IBM Buys Vivisimo Allegedly for Its Big Data Prowess
April 25, 2012
Big data. Wow. That’s an angle only a public relations person with a degree in 20th century American literature could craft. Vivisimo is many things, but a big data system? News to me for sure.
IBM has been a strong consumer and integrator of open source search solutions. Watson, the game show winner, used Lucene with IBM wrapper software to keep the folks in Jeopardy post production on their toes.
A screen shot of the Vivisimo Velocity system displaying search results for the RAND organization. Notice the folders in the left hand panel. The interface reveals Vivisimo’s roots in traditional search and retrieval. The federating function operates behind the scenes. The newest versions of Velocity permit a user to annotate a search hit so the system will boost it in subsequent queries if the comment is positive. A negative rating on a result suppresses that result.
I learned that IBM allegedly purchased Vivisimo, a company which I have covered in my various monographs about search and content processing. Forbes ran a story which was at odds with my understanding of what the Vivisimo technology actually does. Here’s the Forbes’ title: “IBM To Buy Vivisimo; Expands Bet On Big Data Analytics.” Notice the phrase “big data analytics.”
Why do I point out the “big data” buzzword? The reasons include:
- Vivisimo has a clustering method which takes search results and groups them, placing similar results identified by the method in “folders”
- Vivisimo has a federating method which, like Bright Planet’s and Deep Web Technologies’, takes a user’s query and sends the query to two or more indexing systems, retrieves the results, and displays them to the user
- Vivisimo has a clever de-duplication method which makes the results list present one item.
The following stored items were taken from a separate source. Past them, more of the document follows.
PR #238, opened 2020-10-02
Refactor TraceState for fewer allocations

jtescher:
Currently `TraceState` is a `VecDeque` because the spec has inserts moving the associated key to the front of the list. This is unfortunate as `VecDeque` will _always_ allocate (see https://github.com/rust-lang/rust/issues/68990).

This change addresses the issue by instead having `TraceState` store an `Option<VecDeque<_>>`, allowing the common case where there is no tracestate content to not heap allocate.


frigus02 (approved):
👍

PR #239, opened 2020-10-02
Ensure context guard is !Send

jtescher:
Currently you can hold a `ContextGuard` across await points accidentally via something like:

```rust
async {
    let cx = Context::current();
    let _g = cx.attach();
    some_future.await;
    // ...
}
```

This may cause inconsistent and buggy behavior as `ContextGuard`s rely on thread locals, this change causes the compiler to catch this case by marking the guard as `!Send` though a phantom type that is `!Send`.


frigus02 (approved):
Oh nice. I remember wondering about this a while back. Looks good 👍

PR #240, opened 2020-10-03
Ensure trace noop structs use `new`

jtescher:
Add private fields to trace module's noop structs to be consistent with this crate's conventions around backwards compatibility.


frigus02 (approved):
👍

TommyCpp (commented):
Looks good :+1:. This should work, but is there a reason why we don't use `#[non_exhaustive]` in this case?

jtescher:
@TommyCpp we don't want to allow matching at all, rather than merely non exhaustive matching, but this is more about the constructor specifically. By default constructors via `NoopSpan {}` are public, this change makes users go through `NoopSpan::new()` instead so if we want to add some state or otherwise change the internals this makes it not a breaking change.

PR #241, opened 2020-10-03
Use last value aggregator for value observers

jtescher:
* Switch to last value aggregator for value observers per https://github.com/open-telemetry/opentelemetry-specification/pull/984
* Add ddsketch to simple selector options
* Extract ddsketch config for use in selectors
* Add missing `Count` bound on `Histogram` aggregator trait.

### DIFF
--- a/benches/ddsketch.rs
+++ b/benches/ddsketch.rs
@@ -5,7 +5,7 @@ use opentelemetry::{
     api::metrics::Descriptor,
     sdk::{
         export::metrics::Quantile,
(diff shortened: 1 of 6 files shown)


jtescher:
@TommyCpp hope this `DDSkechConfig` makes sense for use by selectors, basically the selector will need to have a collection of these values to use for each aggregator so it seemed clearer to have this be its own struct.

TommyCpp (approved):
@jtescher Yeah it looks like a nice fix, Thanks!

PR #243, opened 2020-10-04
[exporter] Export instrument library information in Jaeger and Zipkin.

TommyCpp:
According to spec https://github.com/open-telemetry/opentelemetry-specification/pull/800 and https://github.com/open-telemetry/opentelemetry-specification/pull/801, We MUST export instrumentation library information for Jaeger and Zipkin exporter.

Also update Jaeger exporter so that the instrumentation version will be set to crate version.

### DIFF
--- a/opentelemetry-jaeger/src/lib.rs
+++ b/opentelemetry-jaeger/src/lib.rs
@@ -142,6 +142,7 @@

This is important when one encounters a news story which appears on multiple Web sites.
According to the write up in Forbes, a “real” news outfit:
Okay, but in Beyond Search we have documented that Vivisimo followed this trajectory in its sales and marketing efforts since the company opened for business in 2000. In fact, the Wikipedia write up about Vivisimo says this:
Vivisimo is a privately held enterprise search software company in Pittsburgh that develops and sells software products to improve search on the web and in enterprises. The focus of Vivisimo’s research thus far has been the concept of clustering search results based on topic: for example, dividing the results of a search for “cell” into groups like “biology,” “battery,” and “prison.” This process allows users to intuitively narrow their search results to a particular category or browse through related fields of information, and seeks to avoid the “overload” problem of sorting through too many results.
Recently Vivisimo was pushing the concept of “information optimization.” I am not sure what this phrase means. Perhaps the phrase is a synonym for “big data.” Seems a stretch to me. Vivisimo also, like MarkLogic, morphed into an enterprise search vendor and then, like Coveo, changed instantly into a vendor of customer support systems. Along the way, Vivisimo presented itself to some US government agencies as a systems integrator. A couple of the large scale deployments of the Vivisimo system lit up my radar as darned exciting. Sorry, no details in a free blog post.
Now let’s think about what IBM may be doing with a clustering and federating system? I think IBM could fix up the lousy clustering functions in products such as FileNet. I think IBM could use Vivisimo’s technology to improve the search function on the IBM.com Web site. I think IBM could use Vivisimo technology to refine the outputs of Lucene search system which is deployed in a number of IBM products.
However, I do not get the “big data” angle. No, not at all. Search systems which make sense of flows of data from social media, intelligence monitoring systems, and various types of specialized unstructured information systems come from outfits like Digital Reasoning, Ikanow, Palantir, and a handful of other firms.
My view is that IBM is getting back into the walled garden business in an effort to sell specialized functions to customers who are not happy with IBM’s existing line up of solutions. It is possible that IBM can bolt Vivisimo to Cognos, but SPSS already contains some text processing capabilities. Anyone remember Clementine? The i2 Group’s technology is not really “big data.”
I have someone monitoring news of this deal. If anything substantive turns up, we will update this post. For now, the IBM Vivisimo deal seems to be about “big data.” If true, the assertion is one that does not match what I know about Vivisimo’s systems and methods. We are often wide of the mark here in Harrod’s Creek, but I am struggling to see how Vivisimo contributes in the same way that Digital Reasoning or even DataStax does in the search sector.
The BMW dealers in Pittsburgh will be happy. Hopefully one of the founders will be relieved of manual script editing duties now that IBM is the boss.